**Task to carry out:** Which lines of the data below include the string "then"? Return each of them.

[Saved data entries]
◇ ◇ ◇ ◇ ◇

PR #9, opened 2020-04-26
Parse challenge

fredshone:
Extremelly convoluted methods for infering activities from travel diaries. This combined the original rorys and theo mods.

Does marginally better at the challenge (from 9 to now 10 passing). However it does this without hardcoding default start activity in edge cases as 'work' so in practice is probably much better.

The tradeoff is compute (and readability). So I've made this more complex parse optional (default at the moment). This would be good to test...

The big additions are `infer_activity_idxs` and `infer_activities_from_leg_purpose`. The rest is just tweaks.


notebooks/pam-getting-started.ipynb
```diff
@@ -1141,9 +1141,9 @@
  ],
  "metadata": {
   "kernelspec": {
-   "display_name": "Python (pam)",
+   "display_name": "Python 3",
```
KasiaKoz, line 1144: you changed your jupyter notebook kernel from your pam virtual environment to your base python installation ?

◇ ◇ ◇ ◇ ◇

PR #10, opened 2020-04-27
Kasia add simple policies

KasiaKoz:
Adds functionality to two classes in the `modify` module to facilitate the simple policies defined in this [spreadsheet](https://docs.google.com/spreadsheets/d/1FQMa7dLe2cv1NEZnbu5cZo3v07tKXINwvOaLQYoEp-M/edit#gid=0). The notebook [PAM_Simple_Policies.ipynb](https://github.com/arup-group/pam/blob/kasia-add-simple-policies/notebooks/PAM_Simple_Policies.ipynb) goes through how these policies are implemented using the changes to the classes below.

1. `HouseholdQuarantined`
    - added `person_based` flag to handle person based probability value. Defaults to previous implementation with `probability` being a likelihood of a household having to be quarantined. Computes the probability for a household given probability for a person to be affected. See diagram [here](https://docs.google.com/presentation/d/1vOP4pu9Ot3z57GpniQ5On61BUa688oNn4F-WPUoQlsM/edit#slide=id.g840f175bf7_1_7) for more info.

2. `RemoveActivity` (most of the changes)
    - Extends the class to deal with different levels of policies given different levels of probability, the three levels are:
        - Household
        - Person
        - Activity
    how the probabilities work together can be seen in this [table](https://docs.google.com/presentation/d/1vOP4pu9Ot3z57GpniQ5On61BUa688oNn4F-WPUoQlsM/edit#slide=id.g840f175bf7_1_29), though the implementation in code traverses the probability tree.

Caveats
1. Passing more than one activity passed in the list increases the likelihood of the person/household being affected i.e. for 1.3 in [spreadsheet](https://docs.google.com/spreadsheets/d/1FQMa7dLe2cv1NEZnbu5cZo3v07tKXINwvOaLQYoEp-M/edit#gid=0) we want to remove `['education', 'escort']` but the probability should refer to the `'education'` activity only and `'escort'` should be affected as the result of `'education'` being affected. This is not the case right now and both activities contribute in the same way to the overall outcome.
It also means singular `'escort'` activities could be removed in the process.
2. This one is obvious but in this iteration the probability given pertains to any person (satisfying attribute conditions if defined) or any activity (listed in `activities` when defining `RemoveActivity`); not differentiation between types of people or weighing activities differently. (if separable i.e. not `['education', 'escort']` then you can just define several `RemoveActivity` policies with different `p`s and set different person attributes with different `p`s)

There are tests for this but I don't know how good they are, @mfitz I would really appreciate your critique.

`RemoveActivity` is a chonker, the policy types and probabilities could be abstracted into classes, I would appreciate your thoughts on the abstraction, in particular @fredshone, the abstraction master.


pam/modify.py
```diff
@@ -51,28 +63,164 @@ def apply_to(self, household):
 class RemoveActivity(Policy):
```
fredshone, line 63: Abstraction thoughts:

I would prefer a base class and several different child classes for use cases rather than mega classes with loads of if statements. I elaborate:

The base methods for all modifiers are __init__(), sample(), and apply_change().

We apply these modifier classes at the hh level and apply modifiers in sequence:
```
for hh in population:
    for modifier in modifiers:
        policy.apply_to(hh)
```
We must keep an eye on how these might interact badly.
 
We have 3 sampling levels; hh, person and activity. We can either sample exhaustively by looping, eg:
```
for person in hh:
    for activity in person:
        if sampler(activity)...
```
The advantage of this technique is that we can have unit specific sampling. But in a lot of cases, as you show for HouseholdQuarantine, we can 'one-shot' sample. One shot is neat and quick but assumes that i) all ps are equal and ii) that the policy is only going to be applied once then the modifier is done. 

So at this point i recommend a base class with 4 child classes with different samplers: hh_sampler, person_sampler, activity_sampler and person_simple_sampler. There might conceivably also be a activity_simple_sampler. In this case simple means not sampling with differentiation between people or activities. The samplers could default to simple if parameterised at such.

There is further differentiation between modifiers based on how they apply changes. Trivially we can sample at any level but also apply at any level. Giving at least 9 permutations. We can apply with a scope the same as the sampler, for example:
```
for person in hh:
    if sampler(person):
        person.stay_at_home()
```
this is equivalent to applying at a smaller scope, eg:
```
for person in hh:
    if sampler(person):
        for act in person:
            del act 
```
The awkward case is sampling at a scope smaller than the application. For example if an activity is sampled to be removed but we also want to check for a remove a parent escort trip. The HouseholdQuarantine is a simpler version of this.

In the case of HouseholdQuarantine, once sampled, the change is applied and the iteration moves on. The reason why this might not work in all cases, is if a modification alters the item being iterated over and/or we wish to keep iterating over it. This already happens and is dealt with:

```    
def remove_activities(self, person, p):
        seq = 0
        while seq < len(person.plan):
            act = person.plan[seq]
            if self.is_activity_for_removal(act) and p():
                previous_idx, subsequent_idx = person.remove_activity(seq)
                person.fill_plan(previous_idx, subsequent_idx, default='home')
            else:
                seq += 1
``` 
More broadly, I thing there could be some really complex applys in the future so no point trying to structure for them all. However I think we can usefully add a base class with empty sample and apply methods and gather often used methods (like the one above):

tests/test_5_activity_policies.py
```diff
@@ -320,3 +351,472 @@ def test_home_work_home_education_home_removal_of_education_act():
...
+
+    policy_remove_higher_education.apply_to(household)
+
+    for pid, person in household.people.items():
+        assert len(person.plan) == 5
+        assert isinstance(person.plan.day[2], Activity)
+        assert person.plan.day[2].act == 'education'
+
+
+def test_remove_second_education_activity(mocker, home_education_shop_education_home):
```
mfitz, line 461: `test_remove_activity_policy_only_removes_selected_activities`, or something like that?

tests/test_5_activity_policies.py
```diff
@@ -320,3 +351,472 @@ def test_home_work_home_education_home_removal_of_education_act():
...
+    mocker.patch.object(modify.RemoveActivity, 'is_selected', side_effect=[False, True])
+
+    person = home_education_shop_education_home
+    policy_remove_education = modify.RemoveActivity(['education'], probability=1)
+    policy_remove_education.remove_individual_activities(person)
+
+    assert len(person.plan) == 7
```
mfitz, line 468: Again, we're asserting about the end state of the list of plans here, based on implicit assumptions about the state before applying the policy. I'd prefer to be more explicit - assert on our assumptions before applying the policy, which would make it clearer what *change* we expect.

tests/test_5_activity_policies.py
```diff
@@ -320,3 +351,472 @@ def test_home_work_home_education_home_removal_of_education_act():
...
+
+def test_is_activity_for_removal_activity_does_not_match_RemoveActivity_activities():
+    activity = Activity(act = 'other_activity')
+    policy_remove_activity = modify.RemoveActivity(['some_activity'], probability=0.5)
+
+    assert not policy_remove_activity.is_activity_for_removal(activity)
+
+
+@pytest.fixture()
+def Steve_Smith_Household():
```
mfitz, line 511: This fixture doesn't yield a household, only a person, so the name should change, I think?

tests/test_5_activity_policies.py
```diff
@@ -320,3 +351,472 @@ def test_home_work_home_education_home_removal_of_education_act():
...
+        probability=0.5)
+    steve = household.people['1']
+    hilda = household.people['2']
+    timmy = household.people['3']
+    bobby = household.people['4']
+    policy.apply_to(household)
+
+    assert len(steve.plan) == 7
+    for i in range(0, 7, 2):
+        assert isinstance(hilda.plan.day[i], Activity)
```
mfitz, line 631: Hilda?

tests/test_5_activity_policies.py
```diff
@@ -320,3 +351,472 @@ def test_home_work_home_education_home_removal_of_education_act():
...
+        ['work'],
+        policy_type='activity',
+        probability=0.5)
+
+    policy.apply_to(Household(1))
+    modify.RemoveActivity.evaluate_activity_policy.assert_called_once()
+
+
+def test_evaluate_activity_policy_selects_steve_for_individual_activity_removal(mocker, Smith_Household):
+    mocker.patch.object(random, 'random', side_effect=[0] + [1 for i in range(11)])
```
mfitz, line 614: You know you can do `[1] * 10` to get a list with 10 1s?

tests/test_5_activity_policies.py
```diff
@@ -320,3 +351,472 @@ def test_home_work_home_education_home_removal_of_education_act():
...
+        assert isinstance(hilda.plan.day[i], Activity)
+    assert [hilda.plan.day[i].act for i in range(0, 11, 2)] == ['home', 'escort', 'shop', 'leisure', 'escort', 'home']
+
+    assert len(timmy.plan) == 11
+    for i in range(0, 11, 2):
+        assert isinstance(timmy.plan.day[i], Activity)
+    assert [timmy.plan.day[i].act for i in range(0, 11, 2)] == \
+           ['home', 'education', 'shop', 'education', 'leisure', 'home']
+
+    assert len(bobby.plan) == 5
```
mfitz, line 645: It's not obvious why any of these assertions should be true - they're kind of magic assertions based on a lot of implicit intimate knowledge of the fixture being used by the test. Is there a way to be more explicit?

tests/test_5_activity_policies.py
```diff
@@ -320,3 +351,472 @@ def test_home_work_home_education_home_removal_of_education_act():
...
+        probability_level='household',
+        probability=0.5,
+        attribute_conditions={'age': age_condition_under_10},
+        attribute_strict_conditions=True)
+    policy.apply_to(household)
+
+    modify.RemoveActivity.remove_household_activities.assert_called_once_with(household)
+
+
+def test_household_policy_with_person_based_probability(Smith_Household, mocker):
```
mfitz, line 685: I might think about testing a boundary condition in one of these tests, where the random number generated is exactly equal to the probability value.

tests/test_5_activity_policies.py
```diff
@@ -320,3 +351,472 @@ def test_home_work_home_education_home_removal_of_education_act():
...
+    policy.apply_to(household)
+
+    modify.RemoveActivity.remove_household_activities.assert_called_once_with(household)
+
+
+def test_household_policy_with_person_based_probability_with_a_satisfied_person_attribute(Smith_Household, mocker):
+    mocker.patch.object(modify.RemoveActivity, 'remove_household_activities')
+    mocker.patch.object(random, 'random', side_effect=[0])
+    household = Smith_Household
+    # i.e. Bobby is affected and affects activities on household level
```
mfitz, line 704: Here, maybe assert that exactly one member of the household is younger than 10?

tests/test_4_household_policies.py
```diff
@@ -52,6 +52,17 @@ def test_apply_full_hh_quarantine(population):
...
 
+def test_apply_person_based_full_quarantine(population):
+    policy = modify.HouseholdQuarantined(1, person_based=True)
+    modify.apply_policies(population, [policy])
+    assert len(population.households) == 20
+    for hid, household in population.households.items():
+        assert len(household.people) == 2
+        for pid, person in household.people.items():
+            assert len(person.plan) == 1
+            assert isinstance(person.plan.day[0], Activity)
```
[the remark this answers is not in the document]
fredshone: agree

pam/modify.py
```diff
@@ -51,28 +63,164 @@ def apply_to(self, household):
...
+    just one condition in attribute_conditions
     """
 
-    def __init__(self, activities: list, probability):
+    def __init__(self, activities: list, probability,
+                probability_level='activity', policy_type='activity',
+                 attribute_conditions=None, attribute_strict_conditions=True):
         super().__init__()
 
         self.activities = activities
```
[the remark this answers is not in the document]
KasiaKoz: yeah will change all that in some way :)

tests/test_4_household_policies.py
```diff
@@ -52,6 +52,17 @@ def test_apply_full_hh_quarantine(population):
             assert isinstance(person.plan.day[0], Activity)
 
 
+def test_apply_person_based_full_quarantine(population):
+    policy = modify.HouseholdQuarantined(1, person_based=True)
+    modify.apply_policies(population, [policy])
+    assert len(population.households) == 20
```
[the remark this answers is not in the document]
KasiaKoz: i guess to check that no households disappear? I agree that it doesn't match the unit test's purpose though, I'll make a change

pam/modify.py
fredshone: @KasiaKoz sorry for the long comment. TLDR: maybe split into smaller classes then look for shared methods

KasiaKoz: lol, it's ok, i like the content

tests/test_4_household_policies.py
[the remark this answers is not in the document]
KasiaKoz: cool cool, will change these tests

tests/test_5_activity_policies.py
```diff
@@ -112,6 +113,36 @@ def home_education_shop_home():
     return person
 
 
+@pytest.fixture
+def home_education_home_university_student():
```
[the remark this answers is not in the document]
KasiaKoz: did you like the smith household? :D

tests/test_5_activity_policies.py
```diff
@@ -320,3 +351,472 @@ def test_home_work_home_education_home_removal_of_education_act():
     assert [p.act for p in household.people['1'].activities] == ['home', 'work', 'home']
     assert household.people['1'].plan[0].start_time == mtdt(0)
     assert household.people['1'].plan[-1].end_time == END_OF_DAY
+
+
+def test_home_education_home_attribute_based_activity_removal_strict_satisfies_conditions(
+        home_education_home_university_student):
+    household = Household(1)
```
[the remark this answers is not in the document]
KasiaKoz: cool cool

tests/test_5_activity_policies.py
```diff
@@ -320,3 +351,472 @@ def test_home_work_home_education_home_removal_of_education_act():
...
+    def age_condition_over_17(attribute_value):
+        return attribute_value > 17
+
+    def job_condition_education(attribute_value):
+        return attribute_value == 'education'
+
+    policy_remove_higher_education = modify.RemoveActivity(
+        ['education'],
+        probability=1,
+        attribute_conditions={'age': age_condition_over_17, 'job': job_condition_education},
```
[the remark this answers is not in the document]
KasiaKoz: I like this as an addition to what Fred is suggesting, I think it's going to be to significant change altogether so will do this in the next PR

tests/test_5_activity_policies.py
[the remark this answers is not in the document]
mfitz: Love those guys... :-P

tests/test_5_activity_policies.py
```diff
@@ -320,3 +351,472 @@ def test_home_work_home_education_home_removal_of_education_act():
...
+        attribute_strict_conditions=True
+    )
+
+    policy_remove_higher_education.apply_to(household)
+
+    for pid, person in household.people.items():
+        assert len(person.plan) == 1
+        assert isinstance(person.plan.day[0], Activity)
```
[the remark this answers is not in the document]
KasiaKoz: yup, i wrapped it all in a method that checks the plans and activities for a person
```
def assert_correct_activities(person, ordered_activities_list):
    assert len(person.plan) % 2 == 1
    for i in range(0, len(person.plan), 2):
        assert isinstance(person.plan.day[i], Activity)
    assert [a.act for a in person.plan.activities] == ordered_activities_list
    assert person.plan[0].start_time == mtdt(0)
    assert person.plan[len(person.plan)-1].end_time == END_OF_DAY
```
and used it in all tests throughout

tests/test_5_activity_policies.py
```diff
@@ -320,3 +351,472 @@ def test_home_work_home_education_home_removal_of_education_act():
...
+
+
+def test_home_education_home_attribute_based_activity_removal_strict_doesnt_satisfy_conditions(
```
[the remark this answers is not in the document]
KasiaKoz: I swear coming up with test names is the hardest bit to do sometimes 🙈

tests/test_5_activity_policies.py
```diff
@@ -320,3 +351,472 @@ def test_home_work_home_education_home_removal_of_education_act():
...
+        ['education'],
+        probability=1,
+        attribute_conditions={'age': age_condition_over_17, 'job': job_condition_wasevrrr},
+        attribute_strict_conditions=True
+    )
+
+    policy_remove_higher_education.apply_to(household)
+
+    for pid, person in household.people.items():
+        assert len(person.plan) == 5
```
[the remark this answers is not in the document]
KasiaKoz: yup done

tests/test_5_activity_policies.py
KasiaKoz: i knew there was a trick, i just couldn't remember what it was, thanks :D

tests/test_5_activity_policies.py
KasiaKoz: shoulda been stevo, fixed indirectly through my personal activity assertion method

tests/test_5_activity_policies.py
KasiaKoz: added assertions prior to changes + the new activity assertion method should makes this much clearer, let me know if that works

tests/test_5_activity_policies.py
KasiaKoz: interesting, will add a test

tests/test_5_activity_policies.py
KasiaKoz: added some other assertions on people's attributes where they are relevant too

◇ ◇ ◇ ◇ ◇

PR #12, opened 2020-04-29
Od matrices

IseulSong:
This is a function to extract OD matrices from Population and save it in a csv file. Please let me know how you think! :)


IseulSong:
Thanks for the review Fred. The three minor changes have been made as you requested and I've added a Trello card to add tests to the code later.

◇ ◇ ◇ ◇ ◇

**Answer to this problem:**
2. This one is obvious but in this iteration the probability given pertains to any person (satisfying attribute conditions if defined) or any activity (listed in `activities` when defining `RemoveActivity`); not differentiation between types of people or weighing activities differently. (if separable i.e. not `['education', 'escort']` then you can just define several `RemoveActivity` policies with different `p`s and set different person attributes with different `p`s)
The advantage of this technique is that we can have unit specific sampling. But in a lot of cases, as you show for HouseholdQuarantine, we can 'one-shot' sample. One shot is neat and quick but assumes that i) all ps are equal and ii) that the policy is only going to be applied once then the modifier is done. 
fredshone: @KasiaKoz sorry for the long comment. TLDR: maybe split into smaller classes then look for shared methods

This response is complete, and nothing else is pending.